CYBERSPACE—In releasing early today a general outline of his proposal "that the FCC use its Title II authority to implement and enforce open internet protections," followed immediately by a Fact Sheet providing greater detail on the finer points of the proposal, FCC Chairman Tom Wheeler has delivered what The Verge calls "a striking victory for net neutrality advocates who have been fighting for years to solidify internet protections using Title II authority."
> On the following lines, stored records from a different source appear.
PR #703, opened 2021-02-19
Allow providing custom StyleSheetRegistry (fix async render issues)

### LINKED ISSUE #64: Instance-based API instead of global singleton

travigd:
Should fix #64 (while trying to keep existing workflows working and changing as few lines of code as possible).

# Changes
* Introduce `StyleSheetRegistryContext` (whose default value is `globalStyleSheetRegistry` -- means should work without changes for existing users who don't care about async rendering)
* Bump React requirement to 16.3 to get new context. (we **could** get around this if people feel strongly, but... React 16.3 should be a decent minimum in my _oh so humble_ opinion)

---

This is still somewhat of a WIP, but I think it's at the point that it could be review.

### DIFF
--- a/src/style.js
+++ b/src/style.js
@@ -1,7 +1,8 @@
-import { Component } from 'react'
-import StyleSheetRegistry from './stylesheet-registry'
-
-const styleSheetRegistry = new StyleSheetRegistry()
+import React, { Component } from 'react'
+import {
+  globalStyleSheetRegistry,
+  StyleSheetRegistryContext
+} from './stylesheet-registry'
 
 export default class JSXStyle extends Component {
   constructor(props) {
@@ -9,12 +10,20 @@ export default class JSXStyle extends Component {
     this.prevProps = {}
   }
 
+  get styleSheetRegistry() {
+    return this.context
+  }
+
   static dynamic(info) {
     return info
       .map(tagInfo => {
         const baseId = tagInfo[0]
         const props = tagInfo[1]
-        return styleSheetRegistry.computeId(baseId, props)
+        // It's fine te reference globalStyleSheetRegistry here since all
+        // `computeId` does is calculate the classname (which is a pure function
+        // of baseId and props). It's only an instance method so that it can
+        // memoize the results.
+        return globalStyleSheetRegistry.computeId(baseId, props)
       })
       .join(' ')
   }
@@ -30,7 +39,7 @@ export default class JSXStyle extends Component {
   }
 
   componentWillUnmount() {
-    styleSheetRegistry.remove(this.props)
+    this.styleSheetRegistry.remove(this.props)
   }
 
   render() {
@@ -39,10 +48,10 @@ export default class JSXStyle extends Component {
     if (this.shouldComponentUpdate(this.prevProps)) {
       // Updates
       if (this.prevProps.id) {
-        styleSheetRegistry.remove(this.prevProps)
+        this.styleSheetRegistry.remove(this.prevProps)
       }
 
-      styleSheetRegistry.add(this.props)
+      this.styleSheetRegistry.add(this.props)
       this.prevProps = this.props
     }
 
@@ -50,7 +59,9 @@ export default class JSXStyle extends Component {
   }
 }
 
-export function flush() {
+JSXStyle.contextType = StyleSheetRegistryContext
+
+export function flush(styleSheetRegistry = globalStyleSheetRegistry) {
   const cssRules = styleSheetRegistry.cssRules()
   styleSheetRegistry.flush()
   return cssRules
--- a/src/stylesheet-registry.js
+++ b/src/stylesheet-registry.js
@@ -1,5 +1,6 @@
 import hashString from 'string-hash'
 import DefaultStyleSheet from './lib/stylesheet'
+import React from 'react'
 
 const sanitize = rule => rule.replace(/\/style/gi, '\\/style')
 export default class StyleSheetRegistry {
@@ -211,6 +212,11 @@ export default class StyleSheetRegistry {
     }, {})
   }
 }
+
+export const globalStyleSheetRegistry = new StyleSheetRegistry()
+export const StyleSheetRegistryContext = React.createContext(
+  globalStyleSheetRegistry
+)
 
 function invariant(condition, message) {
   if (!condition) {
--- a/package.json
+++ b/package.json
@@ -91,7 +91,7 @@
     "xo": "0.24.0"
   },
   "peerDependencies": {
-    "react": "15.x.x || 16.x.x || 17.x.x"
+    "react": "16.3 || 17"
   },
   "keywords": [
     "babel-plugin-macros",
--- a/server.d.ts
+++ b/server.d.ts
@@ -2,10 +2,22 @@
 
 import { ReactElement } from 'react'
 
-declare function flushToHTML(opts?: { nonce?: string }): string
-declare function flushToReact<T>(opts?: {
-  nonce?: string
-}): Array<ReactElement<T>>
+export declare class StyleSheetRegistry {
+  constructor()
 
-export { flushToHTML }
+  // These are marked private just so that we don't have to deal with specifying
+  // their return types (but they need to be here so that users don't just pass
+  // arbitrary objects in its place).
+  private cssRules()
+  private flush()
+}
+
+export interface FlushOpts {
+  nonce?: string
+  registry?: StyleSheetRegistry
+}
+
+export declare function flushToHTML(opts?: FlushOpts): string
+
+declare function flushToReact<T>(opts?: FlushOpts): Array<ReactElement<T>>
 export default flushToReact
--- a/src/server.js
+++ b/src/server.js
@@ -1,8 +1,18 @@
 import React from 'react'
 import { flush } from './style'
 
+import StyleSheetRegistry, {
+  StyleSheetRegistryContext,
+  globalStyleSheetRegistry
+} from './stylesheet-registry'
+export {
+  StyleSheetRegistry,
+  StyleSheetRegistryContext,
+  globalStyleSheetRegistry
+}
+
 export default function flushToReact(options = {}) {
-  return flush().map(args => {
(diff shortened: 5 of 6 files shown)


travigd:
This does seem to work in my NextJS codebase.

```tsx
// _document.tsx (abridged)

class AppDocument extends Document {
  static async getInitialProps(ctx: DocumentContext) {
    // create a per-request registry
    const styledJsxRegistry = new StyleSheetRegistry();

    // override renderPage (as suggested in NextJS documentation)
    const originalRenderPage = ctx.renderPage;
    ctx.renderPage = (opts) => {
      return originalRenderPage({
        ...opts,
        enhanceApp: (App) => (props) => (
          <StyleSheetRegistryContext.Provider value={styledJsxRegistry}>
            <App {...props} />
          </StyleSheetRegistryContext.Provider>
        ),
      });
    };

    const initialProps = await Document.getInitialProps(ctx);
    const styledJsxStyles = flushToReact({ registry: styledJsxRegistry });

    return {
      ...initialProps,
      styles: (
        <>
          {initialProps.styles}
          {styledJsxStyles}
        </>
      ),
    };
  }

  ...
}
```

src/style.js
```diff
@@ -1,20 +1,29 @@
...
     return info
       .map(tagInfo => {
         const baseId = tagInfo[0]
         const props = tagInfo[1]
-        return styleSheetRegistry.computeId(baseId, props)
+        // It's fine te reference globalStyleSheetRegistry here since all
+        // `computeId` does is calculate the classname (which is a pure function
+        // of baseId and props). It's only an instance method so that it can
+        // memoize the results.
+        return globalStyleSheetRegistry.computeId(baseId, props)
```
giuseppeg, line 26: Correct! Can you instead move methods outside of the StyleSheetRegistry class? This way we don't need to use the `globalStyleSheetRegistry` at all.

eg:

```js
export const computeId = (function createComputeId() {
  const cache = {}
  return function(baseId, props) {
    if (!props) {
      return `jsx-${baseId}`
    }

    const propsToString = String(props)
    const key = baseId + propsToString
    // return `jsx-${hashString(`${baseId}-${propsToString}`)}`
    if (!cache[key]) {
      cache[key] = `jsx-${hashString(`${baseId}-${propsToString}`)}`
    }

    return cache[key]
  }
}());
```

src/stylesheet-registry.js
```diff
@@ -212,6 +213,11 @@ export default class StyleSheetRegistry {
   }
 }
 
+export const globalStyleSheetRegistry = new StyleSheetRegistry()
```
giuseppeg, line 216: Unfortunately when the constructor of `StyleSheetRegistry` creates a new StyleSheet and injects it into the page. In the case when you don't use the global registry this would be useless.

Perhaps we can create a default and shared `StyleSheetRegistry` in `style.js` only when `this.context` is undefined?

giuseppeg (commented):
Hi @travigd thanks for the PR!! So far so good! Can you add some tests? @ me when the PR is ready. 

A few comments:

src/stylesheet-registry.js
travigd: Two things:

**First thing:**
The predominant use case for this will be server rendering, where the sheet **isn't** injected (since it's on the server). When client rendering, we can just use the global instance.

**Second thing:**
Are you sure about that assessment? Either way, the `StyleSheet` gets injected when `StyleSheetRegistry` is constructed. If that happens only during SSR, it's a no-op, but if you're using `StyleSheetRegistryContext` as part of CSR, you'll still presumably construct a new `StyleSheetRegistry` and it will be injected into the DOM.

travigd:
@giuseppeg I'm happy with this PR.

If we **really** want to preserve compat with React <16.3, we can probably hack it in (with conditional `if (typeof React.createContext !== undefined)` statements). But React 16.3 was released almost three years ago.

src/stylesheet-registry.js
giuseppeg: > Either way, the StyleSheet gets injected when StyleSheetRegistry is constructed.

Correct

> but if you're using StyleSheetRegistryContext as part of CSR

If you used multiple `StyleSheetRegistry` each using a dedicated StyleSheet, you'll have the same amount of StyleSheets on the client (due to hydration the same code that ran on the server will run on the client).

What I meant with my previous comment is that if you don't use the `globalStyleSheetRegistry` instance, on the client you'll have one extra (unused) <style> element. 

Probably not a big deal and the following is not worth and ugly, but the above could be avoided if in `style.js` you do the following:

```jsx
let globalStyleSheetRegistry = null
  // ... 
  get styleSheetRegistry() {
      if (this.context instanceof StyleSheetRegistry) { 
          return this.context
      }
      
       if (!globalStyleSheetRegistry) {
              globalStyleSheetRegistry = new StyleSheetRegistry()
       }
       return globalStyleSheetRegistry
   }
}
```

with 

```js
export const StyleSheetRegistryContext = React.createContext(null)
```

readme.md
```diff
@@ -391,11 +390,68 @@ It's **paramount** that you use one of these two functions so that
...
+### Asynchronous rendering
+
+`styled-jsx` defaults to using a single, global store for styles that are added
+while rendering. While this works for simple sites (including statically
+rendered pages), it can cause issues if using asynchronous rendering.
+
+To resolve these issues, you can wrap your app in a
+`StyleSheetRegistryContext.Provider` that is unique to the request.
+
+Using NextJS, your `_document.jsx` should look like this:
```
giuseppeg, line 402: Maybe this example can go in a <detail> element so it doesn't take so much space?

src/style.js
```diff
@@ -1,20 +1,22 @@
...
+    return this.context
+  }
+
   static dynamic(info) {
     return info
       .map(tagInfo => {
         const baseId = tagInfo[0]
         const props = tagInfo[1]
-        return styleSheetRegistry.computeId(baseId, props)
+        return computeId(baseId, props)
```
giuseppeg, line 19: Is there any reason for not passing a `cache` here? Probably it is ok to export a version with a built in cache (the iife) I wrote in the other comment.

readme.md
travigd: What do you mean by _in a element_? Like a `<spoiler />` tag?

src/style.js
travigd: I can do that. My only worry is just that it might become a bit of a memory leak since you have a cache entry per unique set of props (so if you have a long running app that uses different interpolations, they'd never get cleared).

What do you think?

src/stylesheet-registry.js
travigd: Oh, I see what you mean.

Personally, I think having the global registry just always present is fine even if it's empty (especially since I suspect the predominant use case will only be wrapping it for a SSR then using the global registry for everything on the client). My NextJS example that I added doesn't suffer from this for exactly that reason (the _document code only runs on the server).

If you'd really like me to change something, let me know I can do it. But like I said, I think the current behavior in this PR is fine.

travigd:
Hey @giuseppeg , just bumping this. No huge rush but would love to get this merged and released. 🎉

src/style.js
giuseppeg: Oh well it has been like this for ever and nobody has reported any issue of this kind. If necessary we can replace the object with a WeakMap any time though (later)

readme.md
giuseppeg: yes I meant <details><summary> ... github cut off `<details>` because I forgot to put it in back ticks :)

giuseppeg:
Hi @travigd sorry for making you wait – I haven't had time to check the PR again. But it looks good, there are just a couple of unresolved comments (especially the one about the cache) that might be worth fixing.

@timneutkens can you take a look at this PR when you have time? I just want to make sure that these changes won't conflict with future plans of yours (assuming styled-jsx will be updated to support concurrent mode or server components are out).

travigd:
Yep! Thank you! I did respond to the caching thing as being a potential memory leak if we use a global cache that is never flushed during SSR. :)

travigd:
ping @timneutkens

travigd:
@timneutkens @giuseppeg Any way we can move forward with this? :)

timneutkens:
Overall this looks good, however I'm not convinced we should provide backwards compat with the previous approach, it'll likely be a lot simpler to release a new major version that does not support the global registry which is an anti-pattern nowadays anyway 👍

travigd:
If I get a say, I'd suggest releasing this as a minor then re-write the code base to include a few breaking changes (like this) and also adopt typescript and maybe reduce reliance on snapshot testing while we're at it.

timneutkens:
Overall there's no benefit in releasing a minor though as styled-jsx is mostly used with Next.js.

src/style.js
giuseppeg: I'd say let's fix this (bring back the cache)

travigd:
Maybe I'm confused, but... I was able to install this version onto my NextJS project and it works just fine.

giuseppeg:
This issue https://github.com/vercel/styled-jsx/issues/714 made me realize that if we want to support multiple registries we'd need to find a way to hydrate SSR styles.

Currently the first instance of the stylesheet registry will handle those styles 

https://github.com/vercel/styled-jsx/blob/27418790cc3031113d031e2742ecdaab197e18a3/src/stylesheet-registry.js#L202-L205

Wheeler, who himself has seemed to struggle over how much oversight the government should place on the internet's gate-keepers, has in the end—and after receiving a record-breaking 3.7 million plus public comments during a four-month open comment period—come down on the side of strong government regulation that nonetheless includes the flexibility to refrain "from enforcing provisions of Title II that are not relevant to modern broadband service."
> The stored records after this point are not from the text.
PR #720, opened 2021-07-09
feat: use react hooks to manage styles injection

huozhi:
StyleSheetRegistry is an external state outside of react, to keep sync with react internal state, we'd better use reliable lifecycle to count the change instead of use cached class properties and `render` function to determine changes.

### Lifecycle
first render -> add style
update -> remove then add
unmount -> remove

### Problem
the issue is the react internal state might be different with the cached class properties `this.prevProps`, react might drop some render due to prioritise change, leading to **tearing**.

### Notice
This PR only solved the effects issue when using the react under concurrent mode.

### DIFF
--- a/package.json
+++ b/package.json
@@ -91,7 +91,7 @@
     "xo": "0.24.0"
   },
   "peerDependencies": {
-    "react": "15.x.x || 16.x.x || 17.x.x"
+    "react": "17.x.x || 18.x.x"
   },
   "keywords": [
     "babel-plugin-macros",
--- a/package.json
+++ b/package.json
@@ -91,7 +91,7 @@
     "xo": "0.24.0"
   },
   "peerDependencies": {
-    "react": "17.x.x || 18.x.x"
+    "react": ">= 16.8.0 || 17.x.x || 18.x.x"
   },
   "keywords": [
     "babel-plugin-macros",
--- a/src/style.js
+++ b/src/style.js
@@ -1,53 +1,30 @@
-import { Component } from 'react'
+import { useLayoutEffect } from 'react'
 import StyleSheetRegistry from './stylesheet-registry'
 
 const styleSheetRegistry = new StyleSheetRegistry()
 
-export default class JSXStyle extends Component {
-  constructor(props) {
-    super(props)
-    this.prevProps = {}
-  }
-
-  static dynamic(info) {
-    return info
-      .map(tagInfo => {
-        const baseId = tagInfo[0]
-        const props = tagInfo[1]
-        return styleSheetRegistry.computeId(baseId, props)
-      })
-      .join(' ')
-  }
-
-  // probably faster than PureComponent (shallowEqual)
-  shouldComponentUpdate(otherProps) {
-    return (
-      this.props.id !== otherProps.id ||
-      // We do this check because `dynamic` is an array of strings or undefined.
-      // These are the computed values for dynamic styles.
-      String(this.props.dynamic) !== String(otherProps.dynamic)
-    )
-  }
-
-  componentWillUnmount() {
-    styleSheetRegistry.remove(this.props)
-  }
-
-  render() {
-    // This is a workaround to make the side effect async safe in the "render" phase.
-    // See https://github.com/zeit/styled-jsx/pull/484
-    if (this.shouldComponentUpdate(this.prevProps)) {
-      // Updates
-      if (this.prevProps.id) {
-        styleSheetRegistry.remove(this.prevProps)
-      }
-
-      styleSheetRegistry.add(this.props)
-      this.prevProps = this.props
-    }
-
+export default function JSXStyle(props) {
+  if (typeof window === 'undefined') {
+    styleSheetRegistry.add(props)
     return null
   }
+  useLayoutEffect(() => {
+    styleSheetRegistry.add(props)
+    return () => {
+      styleSheetRegistry.remove(props)
+    }
+  }, [props.id, props.children, String(props.dynamic)])
+  return null
+}
+
+JSXStyle.dynamic = info => {
+  return info
+    .map(tagInfo => {
+      const baseId = tagInfo[0]
+      const props = tagInfo[1]
+      return styleSheetRegistry.computeId(baseId, props)
+    })
+    .join(' ')
 }
 
 export function flush() {
--- a/src/style.js
+++ b/src/style.js
@@ -13,7 +13,8 @@ export default function JSXStyle(props) {
     return () => {
       styleSheetRegistry.remove(props)
     }
-  }, [props.id, props.children, String(props.dynamic)])
+    // props.children can be string[], will be striped since id is identical
+  }, [props.id, String(props.dynamic)])
   return null
 }
 


shuding:
Is this caused by strict effects or is it something else? Could you link more references in the description? Would appreciate it!

> componentWillUnmount is keeping called from react flushSyncCallbacks in react 18

package.json
```diff
@@ -91,7 +91,7 @@
     "xo": "0.24.0"
   },
   "peerDependencies": {
-    "react": "15.x.x || 16.x.x || 17.x.x"
+    "react": "16.x.x || 17.x.x"
```
shuding, line 94: Do we need to drop React 15?

huozhi: introduced new lifecycle `getDerivedStateFromProps` from react 16

Timer:
If you end up dropping an old react version, make sure you add the following as a new line to the commit message when squash & merged:

```
BREAKING CHANGE: This change drops support for React 15.
```

Adding that line to the commit message will ensure this releases as a new major!

src/style.js
```diff
@@ -1,53 +1,30 @@
...
-    styleSheetRegistry.remove(this.props)
+export default function JSXStyle(props) {
+  if (typeof window === 'undefined') {
+    styleSheetRegistry.add(props)
+    return null
   }
-
-  render() {
-    // This is a workaround to make the side effect async safe in the "render" phase.
-    // See https://github.com/zeit/styled-jsx/pull/484
```
giuseppeg, line 38: Please read the comment below and see if you can verify that everything works fine i.e. triggering layout in a parent component doesn't run transitions. Before this was due to the fact that styles are appended after the DOM is updated. 

@sebmarkbage explained what's going on here https://github.com/vercel/styled-jsx/pull/484#issuecomment-584474687 This is by the way the reason why I was adding and removing styles during rendering - I needed them to be in the page before the related component was committed/updated

src/style.js
```diff
@@ -1,53 +1,30 @@
...
-      }
-
-      styleSheetRegistry.add(this.props)
-      this.prevProps = this.props
+  useLayoutEffect(() => {
+    styleSheetRegistry.add(props)
+    return () => {
+      styleSheetRegistry.remove(props)
     }
+  }, [props.id, String(props.dynamic)])
```
giuseppeg, line 16: id` is an hash of `children` so it might be fine to omit children but for correctness `children` should be in the deps array because it is a dependency too.

src/style.js
huozhi: `useLayoutEffect` is safer than `useEffect` here since `useLayoutEffect` inject the styles to DOM synchronously after DOM mutations which kind avoid the repaint happening very soon by browser.

We tried the jsfiddle example provided in that PR to test with react 17. If style injection happens in `useEffect` then it repaint but it doesn't repaint with useLayoutEffects.

Also found that emotion and styled-components both use `useLayoutEffects` to manage style injection. So I think this so be a fine solution so far? Before react releases any new hook for this case.

giuseppeg: Transitions are still run when you trigger layout https://codesandbox.io/s/react-17-repaint-demo-forked-c716t?file=/src/App.js 

I'll leave it to you to decide whether this is ok but if I remember correctly I had to come up with that hack (inject while rendering) because of a bug report from Vercel folks.

shuding: As Sebastian said in that comment, it's missing a good solution and it feels OK for styled-jsx at the moment, as it's more like an uncovered case of React. We should either [look forward to an official React API for this](https://github.com/reactwg/react-18/discussions/69#discussioncomment-995228), or avoid immediate layout triggering in the application code.

I'll approve this PR since there will be a much bigger issue with the current implementation when enabling concurrent rendering in React 18.

src/style.js
```diff
@@ -1,53 +1,30 @@
...
-      String(this.props.dynamic) !== String(otherProps.dynamic)
-    )
-  }
-
-  componentWillUnmount() {
-    styleSheetRegistry.remove(this.props)
+export default function JSXStyle(props) {
+  if (typeof window === 'undefined') {
+    styleSheetRegistry.add(props)
+    return null
```
shuding, line 9: If we SSR the component, and somehow it's rendered multiple times (e.g. Suspense), will there be a problem?

src/style.js
giuseppeg: Sounds good!

src/style.js
giuseppeg: The first time it is called `add` injects the styles into an in memory stylesheet. Future calls with the same props will just increment a counter

https://github.com/vercel/styled-jsx/blob/27418790cc3031113d031e2742ecdaab197e18a3/src/stylesheet-registry.js#L55-L58

styled-jsx won't work with streaming rendering at the moment and perhaps suspense. I think it'd need a way to yield styles for the page while preserving a global state (registry) to avoid duplicates. I am open to collaborations if you'll ever need help with this.

huozhi: Tested with suspense in react 18, looks good so far. As the [anncoucement](https://github.com/reactwg/react-18/discussions/7) said effects hooks are reliable with suspense.

shuding: > If we SSR the component, and somehow it's rendered multiple times (e.g. Suspense), will there be a problem?

To add more context to this, normally when we SSR all components will only be rendered once and there's no re-render. But with Suspense in the server side, it could be possible for a component to be re-rendered multiple times due to Suspense fallback and retry. In that case the counter will be wrongly counted. However since we won't have unmount in SSR and there's no style removal, so I think it's OK but I can't be 100% sure.

With CSR Suspense it won't be an issue though since we have every side effect inside the `useLayoutEffect` hook.

We will figure this out. 👍

giuseppeg: > I use the streaming API with next.js to test it locally 

@huozhi interesting, I'd be curious to see how this works but in general I was thinking that as you stream HTML you'd need to flush styles (render style tags) but keep an in memory registry on the server so that you don't accidentally render the same styles in future chunks (imagine you have 4 instances of a Button component).

Probably this could be hacked with the current utils but styled-jsx doesn't do this out of the box at the moment.

huozhi: I can give an example that extra style rules are injected on server side. i.e. As you said we have 4 buttons, and we suspend those buttons to let them render on client. Server side only emits the fallbacks.

For suspensed components they'll only send some placeholders, like

```html
<!--$?--><template id="B:0"></template>Loadding...<!-- -->
<!--$?--><template id="B:1"></template>Loadding...<!-- -->
...
```

It also emits some scripts inside the first screen html, to make it simple I'll define the function name in my way.

```html
<script>
function refreshSuspense(id) { /* load suspenses on client side */  }
</script>
<!-- then refresh the placeholders on client to get the final content -->
<script>refreshSuspense('B:0')</script>
<script>refreshSuspense('B:1')</script>
```

The bad thing here is on server side, `JSXStyle` doesn't know if it will be suspended or not. It will inject its style to registry anyway. So the first screen content are fallbacks with **1 style rule injected globally**. But that rule won't be useful until the button's content is fetched.

giuseppeg: `JSXStyle` should be a direct descendant of `Button` so if you render a placeholder for `Button`, styles won't be registered until later when on the client you call `refreshSuspense` and render `Button`. 

The only case where you could send styles for suspended elements is when React renders something but then throws it away (does not "commit" it and sends a placeholder instead) but I am not even sure if they do this kind of thing during SSR. 

Anyway all the above are assumptions, I am not sure how you or the React team is implementing SSR with Suspense but you definitely have more insights to make the call so consider this PR approved if any of your teammates gives you a thumb up.

huozhi: Just checked with team that's the prototype behavior which wait all html content resolved on server side. So that styles get injected. The expected first stream sent to client shouldn't contain styles in that case. Will do more tests to see how to handle it gracefully.

devknoll: Note: streaming means multiple renders can happen concurrently, so a global registry on the server is unworkable. We need to be able to provide a registry per request (as in #703) and get a list of styles that we can deduplicate or is deduplicated already

shuding: > Note: streaming means multiple renders can happen concurrently, so a global registry on the server is unworkable with Concurrent Mode.

I wonder why is that unworkable. When doing SSR, the registry doesn't need to track the order of renders or concurrency, it just need to work like a boolean (only add the style when the counter turns from 0 to 1) since there's no removal process.

Or does it mean multiple requests, when you say "multiple renders" here?

devknoll: Yes, multiple requests can be being processed concurrently, so a singleton that tracks styles used wouldn’t work on the server, as other requests would read/write the same singleton.

devknoll: This works in synchronous React because the render starts and ends synchronously. But in React 18 a tree could suspend while waiting for data.

giuseppeg: Is it possible for the following race condition to happen?

1. big subtree starts rendering a Button registers the styles
2. smaller subtree renders Button and is ready before 1.
3. the Button from 2. is unstyled

By the way a while ago I created a gist / PoC for a Style component that should work with streaming/suspense - I'll see if I can polish it and share it in the following days. As @devknoll mentioned it uses Context

shuding: Yeah... if that "smaller subtree renders Button and is ready before 1." is inside another Suspense boundary, it’s gonna be unstyled until it’s hydrated.

src/style.js
huozhi: observed some interesting transpile behavior only on **production** here:
`children` has been transformed to strings concatenation  🤔 then `JSXStyle` always get children as array so it will keep triggering hooks

```js
o(
  r.default, {
    id: '200133253',
    dynamic: [s, i],
  },
  [
    '.sth.__jsx-style-dynamic-selector{color:'
    .concat(s, ';background:')
    .concat(
      i,
      ';display:inline-block;font-weight:',
    )
    .concat(u ? 'bold' : 'normal', ';padding:')
  ]
)
```

giuseppeg: Yes it looks like a template literal with expressions, weird that it is evaluated and inlined. Anyway it should be ok to remove children from the deps!

package.json
```diff
@@ -91,7 +91,7 @@
     "xo": "0.24.0"
   },
   "peerDependencies": {
-    "react": "15.x.x || 16.x.x || 17.x.x"
+    "react": "17.x.x || 18.x.x"
```
giuseppeg, line 94: why are we dropping 16.x.x?

giuseppeg (approved):
Check the peerDependencies comment and then feel free to merge. Remember to add the comment below when squashing

BREAKING CHANGE: This change drops support for React 15.

package.json
huozhi: it's because of usage of hooks. Tested the implementation based on react 16 class components lifecycles that doesn't work well with this effect. After switching to `useLayoutEffect` the style registry handles it properly. So this would be a breaking change that dropping both react 15 and 16 😿

giuseppeg: So `useLayoutEffect` behaves differently in 17+?

huozhi: Oh it should include `>= 16.8`, updated.

giuseppeg:
@huozhi I am thinking that since there will be more breaking changes in the other PRs maybe we can create a canary release and once we merge all the changes necessary to support React18 we can cut a major release

huozhi:
@giuseppeg yeah totally, @shuding and I were thinking the same thing. I'll update the outdated `cancary` branch to support canary release. 🙏

giuseppeg (approved):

As reported by PCWorld, "The hard-line stance comes after Wheeler floated another net neutrality proposal in 2014 that would allow Internet service providers to engage in 'commercially reasonable' traffic management, which led to fears of Internet fast lanes. The addition of mobile broadband to Wheeler’s new proposal is another surprise, since the net neutrality mandate that passed in 2010 (and was subsequently shot down in court) specifically excluded mobile networks." That said, the FCC's previous chairman, Julius Genachowski, was himself an outspoken advocate for wired and wireless net neutrality, so in a sense the FCC has come full-circle on that issue.
Despite what will certainly be seen as an historic move by the FCC chairman, the proposal is by no means a done deal. Mark Sullivan, in an article published on venturebeat.com yesterday, reported, "Our source says that after the Title II reclassification becomes official, AT&T and Verizon will file lawsuits almost immediately." Wall Street is also generally opposed to net neutrality, which it sees as an obstacle to innovation and a potential drag on the market.
As well, it iremains to be seen whether the Republican-controlled Congress is in a mood to allow such a sweeping overhaul that many believe reeks of government overreach to proceed unopposed. It was only in July that Rep. Darryl Issa, the then-chairman of the House Committee on Oversight & Government Reform, argued during a hearing of a House Judiciary subcommittee that, as Bloomberg described his stance, "Allowing the government to consider anything but pure economic questions was the same thing as censorship. Pointing out that the FCC doesn’t allow profanity on network television, [Issa] said that the goal of any Internet regulation would be the same." Censorship would be an inevitable by-product of net neutrality, he argued, leading the nation "back to the Leave It to Beaver times."
Bloomberg also characterized Issa's position in its headline as, "Net Neutrality Will End Porn."
Hustler publisher Larry Flynt expressed similar concerns in September, remarking to US News & World Report that while he supports net neutrality in concept, he is also extremely wary of the FCC. As AVN reported at the time, "Flynt told [reporter Tom] Risen he agrees that 'the FCC would "absolutely" try to regulate internet content if it gained more control of networks through net neutrality, adding he’s always been "suspicious" of the commission.'"
Despite the world-class battle that will certainly be waged in courtrooms, in Congress, across social media and in the traditional media from now until the FCC votes on the proposal on Feb. 26, it looks as though Wheeler has attempted to fashion workable rules designed to deflect all but the most extreme arguments against what he calls a "bright line" of regulation that "will ban paid prioritization, and the blocking and throttling of lawful content and services," in order to codify "the rights of internet users to go where they want, when they want, and the rights of innovators to introduce new products without asking anyone’s permission."
He further explains, "All of this can be accomplished while encouraging investment in broadband networks. To preserve incentives for broadband operators to invest in their networks, my proposal will modernize Title II, tailoring it for the 21st century, in order to provide returns necessary to construct competitive networks. For example, there will be no rate regulation, no tariffs, no last-mile unbundling. Over the last 21 years, the wireless industry has invested almost $300 billion under similar rules, proving that modernized Title II regulation can encourage investment and competition."
To many observers, the proposal sounds like the correct path forward, but others remain skeptical that government can ever find the right balance, or doubtful that the process can move forward swiftly enough before, as VentureBeat put it, we're "looking at the beginning of a new administration (and possibly a new FCC chief) before this major shift in Internet regulation becomes a reality."